(Stored data entries)

PR #1127, opened 2020-05-15
xrmoptions: add element-height alias for eh

jaki:
When looking through other people's Rofi configuration, one might
stumble upon the option `eh`.  It's hard to tell what it does at first
glance, unlike other options.  Create an alias `element-height` for `eh`
that is more understandable.  Hopefully, people start adopting this in
their config files for readability.

### DIFF
--- a/doc/rofi.1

*Your instructions:* Now that the records have been shown, restate each one word for word.

*Answer space:*
PR #1127, opened 2020-05-15
xrmoptions: add element-height alias for eh

jaki:
When looking through other people's Rofi configuration, one might
stumble upon the option `eh`.  It's hard to tell what it does at first
glance, unlike other options.  Create an alias `element-height` for `eh`
that is more understandable.  Hopefully, people start adopting this in
their config files for readability.

### DIFF
--- a/doc/rofi.1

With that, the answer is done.